GST fusion proteins were purified on glutathione-agarose beads in 5 mM DTT as described (Simske et al., 1996). 6His:LET-23 and 6His:LIN-2 fusion proteins were purified native (for LET-23) or denatured (for LIN-2) on Ni2+-charged agarose beads as described (Janknecht et al., 1991). 6His:LIN-2 proteins were renatured in successive washes in 4 M, 2 M, and 1 M guanidine–HCl diluted in 1× PBS, 150 mM NaCl, and 0.5% Triton X-100. 6His fusion proteins were eluted in 1 M imidazole and dialyzed in PBS + 10% glycerol. Sf9 cell lysates were prepared as described (Simske et al., 1996), and 10–25 μl of the Cos7 cell lysates were used in binding assays. Soluble 6His:LIN-2 and 6His:LET-23 fusion proteins (1–2 μg) were mixed with 1 μg GST:LIN-7 fusion proteins in binding buffer in a final volume of 100 μl as previously described (Simske et al., 1996). Proteins were detected by Western blotting with anti-Xpress antibodies for hexahistidine fusions (1:5000 dilution, Invitrogen), anti-GST antibodies (1:500 dilution, Pharmacia), anti-LIN-2 (1:1000), anti-LIN-7 (1:1000), anti-LIN-10 (1:1000), and anti-LET-23 (1:1000).

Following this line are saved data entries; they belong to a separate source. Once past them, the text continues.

PR #1062, opened 2022-07-11
Allow long runs

JoranAngevaare:
if we want to allow > 2h long runs, we should not kill bootstrax before that time. Instead - only kill bootstrax if it is still running for a long time despite the run having ended. Additionally, we can also fail if we did not write any new file for more than 30 minutes which would be a better indicator of hangs than the total processing time.

### DIFF
--- a/bin/bootstrax
+++ b/bin/bootstrax
@@ -15,7 +15,7 @@ How to use
 For more info, see the documentation:
 https://straxen.readthedocs.io/en/latest/bootstrax.html
 """
-__version__ = '1.2.1'
+__version__ = '1.3.0'
 
 import argparse
 from datetime import datetime, timedelta, timezone
@@ -31,7 +31,7 @@ import time
 import traceback
 import numpy as np
 import pymongo
-from psutil import pid_exists, disk_usage
+from psutil import pid_exists, disk_usage, Process
 import pytz
 import strax
 import straxen
@@ -121,13 +121,13 @@ timeouts = {
     'retry_run': 60,
     # Maximum time [s] for strax to complete a processing
     # if exceeded, strax will be killed by bootstrax
-    'max_processing_time': 24*3600,
+    'max_processing_time': 24*36000,
     # Max processing time [s] for bootstrax to finish processing after run ended
     'max_processing_time_after_completion': 6*3600,
     # Every this many [s] we should have at least one new file written to disk
-    'max_no_write_time': 15*60,
+    'max_no_write_time': 30*60,
     # Sleep between checking whether a strax process is alive
-    'check_on_strax': 60,
+    'check_on_strax': 10,
     # Maximum time a run is 'busy' without a further update from
     # its responsible bootstrax. Bootstrax normally updates every
     # check_on_strax seconds, so make sure this is substantially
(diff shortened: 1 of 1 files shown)


bin/bootstrax
```diff
@@ -455,24 +460,24 @@ def now(plus=0):
...
+    for child in parent.children(recursive=True):
+        child.kill()
+    parent.kill()
+
+    # Just make it extra dead
+    os.kill(pid, signal.SIGKILL)
+
+    if pid_exists(pid):
+        message = f"Could not kill process {pid}?!"
+        log_warning(message, priority='fatal')
```
JoranAngevaare, line 480: Old version only killed the parent - resulting in many child processes waiting to die

bin/bootstrax
```diff
@@ -1453,16 +1477,32 @@ def process_run(rd, send_heartbeats=args.production):
...
+                # fail(bla) raises RunFailed so no need for elifs. Make sure to
+                # kill main process before raising errors in fail(bla)
+
+                # Fail because we are taking a very long time to process
                 if t0 < now(-timeouts['max_processing_time']):
+                    kill_process(strax_proc.pid)
                     fail(f"Processing took longer than {timeouts['max_processing_time']} sec")
+
+                # Fail because we are taking a very long time to process despite the run having ended
+                if (run_coll.find_one({'_id': rd['_id']}, projection={'end': 1}).get('end', None) is not None
```
darrylmasson, line 1489: This feels like it should be a helper function. `get_end_time(rd['_id'])` or something

bin/bootstrax
```diff
@@ -1340,6 +1345,25 @@ def run_strax(run_id, input_dir, targets, readout_threads, compressor,
...
+    :return: TZ aware timestamp
+    """
+    last_time = datetime.fromtimestamp(0).replace(tzinfo=pytz.utc)
+    matched_folders = glob(match_location)
+    for folder in matched_folders:
+        # check last three files only
+        chunk_files = sorted(glob(os.path.join(folder, '*')))[-3:]
+        for chunk in chunk_files:
+            # Check that we did not rename this file since the glob above
+            if os.path.exists(chunk):
```
darrylmasson, line 1361: Do we care about the edge case where _all_ the files we check were renamed, so that we end up returning the dawn of time, or is that sufficiently unlikely?

darrylmasson (approved):
I'm sure there's an edge case we aren't considering, but otherwise looks good.

bin/bootstrax
```diff
@@ -1453,16 +1477,32 @@ def process_run(rd, send_heartbeats=args.production):
...
+                if (run_coll.find_one({'_id': rd['_id']}, projection={'end': 1}).get('end', None) is not None
+                    and t0 < now(-timeouts['max_processing_time_after_completion'])):
+                        kill_process(strax_proc.pid)
+                        fail(f"After the run ended, processing did not succeed in "
+                             f"{timeouts['max_processing_time_after_completion']} sec.")
+
+                # Fail because for some reason, we are not writing any new files to disk.
+                if (t0 < now(-timeouts['max_no_write_time'])
+                    and (last_write := last_file_write_time(os.path.join(output_folder, f'{run_id}*'))
+                        ) < now(-timeouts['max_no_write_time'])):
```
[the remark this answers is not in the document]
JoranAngevaare: because if we start processing a run like 3 days later, we don't want to fail.

bin/bootstrax
JoranAngevaare: I think the `os.path.exists(chunk)`  check is already quite conservative - I doubt it every actually returns False, the edge case where _all_ things are renamed is somethings I consider sufficiently unlikely. It's an easy fix if my imagination is ever proven to be too limited 😉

Coimmunoprecipitation Experiments

Expression was induced in 3 × 107 of S2 cells (grown at 25°C) for 16 hr using 0.7 mM CuSO4. Cells were washed in PBS and once in buffer A (150 mM NaCl, 25 mM Tris-HCl [pH 7.5], 1 mM MgCl2), and then the cells were resuspended in 1 ml buffer A, 0.2% NP40, and protease inhibitor cocktail. Cells were briefly sonicated, and cell debris was removed by centrifugation (3000 rpm in an Eppendorf microcentrifuge for 5 min). Cell lysate (1 mg) was combined with binding buffer to a final volume of 100 μl. Six microliters of anti-LIN-7, anti-LIN-10, LIN-7 preimmune sera, or LIN-10 preimmune sera was added at 4°C for 90 min. Then, 50 μl of protein-A agarose beads (Pierce) was added for 1–2 hr at 4°C. The beads were washed rapidly four times in 1 ml binding buffer. Bound proteins were removed in Laemmli buffer, and the immunoprecipitates were resolved by SDS-PAGE and detected by Western blotting followed by chemiluminescence (SuperSignal, Pierce).

Immunofluorescent Staining

Mixed stage populations were fixed as in Simske et al. (1996) except Triton X-100 was used at 0.1%. MH27 antibody (gift of Bob Waterston) was used at 1:1000, and anti-LET-23 antibodies were used at 1:1000.

Acknowledgments

We thank A. Hajnal, R. Coffey, A. Candia, V. Reinke, P. Tan, and J. Wang for discussions and critical reading of the manuscript. We are grateful to A. Golden for providing LET-23; C. Ying for purifying LET-23 antibodies; P. Tan for GST:LIN-31 fusion protein; A. Cohen for hLin2 clones; A. Villeneuve for assistance with a dissecting fluorescence microscope; and K. Suyama for assistance with the confocal microscope. Some strains were provided by the Caenorhabditis Genetics Center, which is funded by the NIH National Center for Research Resources. This work was supported by grants from the NIH and NCI. S. M. K. was supported by an NSF predoctoral fellowship.